- Work to be completed
Restrict the output to the lines below starting at the one that contains "PR #2934, opened 2024-09-11" and ending at the one that contains "AppSre has pinged", and restate them word for word, both ends included.
═════ Exercise data
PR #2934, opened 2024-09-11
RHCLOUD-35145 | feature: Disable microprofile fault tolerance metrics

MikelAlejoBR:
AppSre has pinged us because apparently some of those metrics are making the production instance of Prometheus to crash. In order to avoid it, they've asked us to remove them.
══════════
═════ Exercise data
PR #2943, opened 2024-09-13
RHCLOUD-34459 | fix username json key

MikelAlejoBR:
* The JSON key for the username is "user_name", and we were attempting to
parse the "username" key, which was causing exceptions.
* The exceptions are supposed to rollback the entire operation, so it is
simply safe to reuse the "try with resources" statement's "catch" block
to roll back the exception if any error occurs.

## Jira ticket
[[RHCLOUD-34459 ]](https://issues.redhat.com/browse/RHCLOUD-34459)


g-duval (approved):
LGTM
══════════
- Solution to this exercise
PR #2934, opened 2024-09-11
RHCLOUD-35145 | feature: Disable microprofile fault tolerance metrics

MikelAlejoBR:
AppSre has pinged us because apparently some of those metrics are making the production instance of Prometheus to crash. In order to avoid it, they've asked us to remove them.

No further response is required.